Records drawn from a dataset
Issue #132, opened 2018-01-01
Policy CMP0071 related warning with cmake-3.10.1


reagentoo:
```
-- Configuring done
CMake Warning (dev) in src/gui/CMakeLists.txt:
  Policy CMP0071 is not set: Let AUTOMOC and AUTOUIC process GENERATED files.
  Run "cmake --help-policy CMP0071" for policy details.  Use the cmake_policy
  command to set the policy and suppress this warning.

  For compatibility, CMake is excluding the GENERATED source file(s):

    "/var/tmp/portage/media-video/qmplay2-17.12.31/work/qmplay2-17.12.31_build/src/gui/ui_SettingsGeneral.h"
    "/var/tmp/portage/media-video/qmplay2-17.12.31/work/qmplay2-17.12.31_build/src/gui/ui_SettingsPlayback.h"
    "/var/tmp/portage/media-video/qmplay2-17.12.31/work/qmplay2-17.12.31_build/src/gui/ui_SettingsPlaybackModulesList.h"
    "/var/tmp/portage/media-video/qmplay2-17.12.31/work/qmplay2-17.12.31_build/src/gui/ui_OSDSettings.h"

  from processing by AUTOMOC.  If any of the files should be processed, set
  CMP0071 to NEW.  If any of the files should not be processed, explicitly
  exclude them by setting the source file property SKIP_AUTOMOC:

    set_property(SOURCE file.h PROPERTY SKIP_AUTOMOC ON)

This warning is for project developers.  Use -Wno-dev to suppress it.
```
I suggest to insert
```
set_property(SOURCE ${GUI_FORM_HDR} PROPERTY SKIP_AUTOMOC ON)
```
after
https://github.com/zaps166/QMPlay2/blob/master/src/gui/CMakeLists.txt#L99

zaps166:
You can open a PR for this :)

PR #133, opened 2018-01-02
CMake: Append SKIP_AUTOMOC property for autogenerated headers

reagentoo:
For supress policy CMP0071 related warnings with >=cmake-3.10.1.
Issue: https://github.com/zaps166/QMPlay2/issues/132


zaps166:
Thanks!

_PROMPT_
Print every record exactly as written.

_ANSWER FOR THE TASK_
Issue #132, opened 2018-01-01
Policy CMP0071 related warning with cmake-3.10.1


reagentoo:
```
-- Configuring done
CMake Warning (dev) in src/gui/CMakeLists.txt:
  Policy CMP0071 is not set: Let AUTOMOC and AUTOUIC process GENERATED files.
  Run "cmake --help-policy CMP0071" for policy details.  Use the cmake_policy
  command to set the policy and suppress this warning.

  For compatibility, CMake is excluding the GENERATED source file(s):

    "/var/tmp/portage/media-video/qmplay2-17.12.31/work/qmplay2-17.12.31_build/src/gui/ui_SettingsGeneral.h"
    "/var/tmp/portage/media-video/qmplay2-17.12.31/work/qmplay2-17.12.31_build/src/gui/ui_SettingsPlayback.h"
    "/var/tmp/portage/media-video/qmplay2-17.12.31/work/qmplay2-17.12.31_build/src/gui/ui_SettingsPlaybackModulesList.h"
    "/var/tmp/portage/media-video/qmplay2-17.12.31/work/qmplay2-17.12.31_build/src/gui/ui_OSDSettings.h"

  from processing by AUTOMOC.  If any of the files should be processed, set
  CMP0071 to NEW.  If any of the files should not be processed, explicitly
  exclude them by setting the source file property SKIP_AUTOMOC:

    set_property(SOURCE file.h PROPERTY SKIP_AUTOMOC ON)

This warning is for project developers.  Use -Wno-dev to suppress it.
```
I suggest to insert
```
set_property(SOURCE ${GUI_FORM_HDR} PROPERTY SKIP_AUTOMOC ON)
```
after
https://github.com/zaps166/QMPlay2/blob/master/src/gui/CMakeLists.txt#L99

zaps166:
You can open a PR for this :)

PR #133, opened 2018-01-02
CMake: Append SKIP_AUTOMOC property for autogenerated headers

reagentoo:
For supress policy CMP0071 related warnings with >=cmake-3.10.1.
Issue: https://github.com/zaps166/QMPlay2/issues/132


zaps166:
Thanks!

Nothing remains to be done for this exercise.